### TASK TO CARRY OUT
Go through the data below and copy each line where the word "ftype" occurs.

BEGIN MATERIAL SHOWN

PR #15486, opened 2025-04-04
Consider PATH when running command is nuscript in windows

### LINKED ISSUE #15476: Cant run script from PATH on Windows 11
### Question

Cant execute script which is inside PATH in nu, it works in pwsh or when ran with an absolute path in nu.

Script is just:
```nu
print "Hello World"
```
inside directory "E:\test" which is in PATH

Image

Image

nushell was installed via winget with version 0.103.0

_No response_

mztikk:
Fixes #15476

# Description

Consider PATH when checking for potential_nuscript_in_windows to allow executing scripts which are in PATH without having to full path address them. It previously only checked the current working directory so only relative paths to cwd and full path worked.

The current implementation runs this then through cmd.exe /D /C which can run it with assoc and ftype set for nushell scripts.
We could instead run it through nu as `std::env::current_exe()` avoiding the cmd call and the need for assoc and ftype (see: https://github.com/mztikk/nushell/commit/8b25173f02eb5043d796a27f29e19abad69cd6e2). But ive left the current implementation for this intact to not change implementation details, avoid a bigger change and leave this open for discussion here since im not sure if this has any major implications.

# User-Facing Changes

This would now run every external command through PATH an additional time on windows, so potentially twice. I dont think this has any bigger effect.

# Tests + Formatting

# After Submitting

### DIFF
--- a/crates/nu-command/src/system/run_external.rs
+++ b/crates/nu-command/src/system/run_external.rs
@@ -78,6 +78,8 @@ impl Command for External {
             _ => Path::new(&*name_str).to_owned(),
         };
 
+        let paths = nu_engine::env::path_str(engine_state, stack, call.head)?;
+
         // On Windows, the user could have run the cmd.exe built-in "assoc" command
         // Example: "assoc .nu=nuscript" and then run the cmd.exe built-in "ftype" command
         // Example: "ftype nuscript=C:\path\to\nu.exe '%1' %*" and then added the nushell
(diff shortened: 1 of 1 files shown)


fdncred:
Does is still run a file in the current folder like it used to?

> We could instead run it through nu as std::env::current_exe()

I'm not sure if running it this way would load all your config files.

> This would now run every external command through PATH an additional time on windows, so potentially twice. 

Running commands twice doesn't seem optimal. Maybe I'm misunderstanding what you're saying?

mztikk:
> Does is still run a file in the current folder like it used to?

yes it still executes relative and absolute Paths like before.

> I'm not sure if running it this way would load all your config files.

I see, probably leave it like that for now and test someday.

> Running commands twice doesn't seem optimal. Maybe I'm misunderstanding what you're saying?

Mb, what I meant was it potentially goes through the PATH twice trying to find the full path for the executable, not running as in executing it.

fdncred:
Seems reasonable to me. Thanks!

PR #15494, opened 2025-04-05
feat(lsp): snippet style completion for commands

blindFS:
# Description

For example: here's what happens after selecting the `if` command from the completion menu:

END MATERIAL SHOWN

### FINISHED EXERCISE
The current implementation runs this then through cmd.exe /D /C which can run it with assoc and ftype set for nushell scripts.
We could instead run it through nu as `std::env::current_exe()` avoiding the cmd call and the need for assoc and ftype (see: https://github.com/mztikk/nushell/commit/8b25173f02eb5043d796a27f29e19abad69cd6e2). But ive left the current implementation for this intact to not change implementation details, avoid a bigger change and leave this open for discussion here since im not sure if this has any major implications.
         // Example: "assoc .nu=nuscript" and then run the cmd.exe built-in "ftype" command
         // Example: "ftype nuscript=C:\path\to\nu.exe '%1' %*" and then added the nushell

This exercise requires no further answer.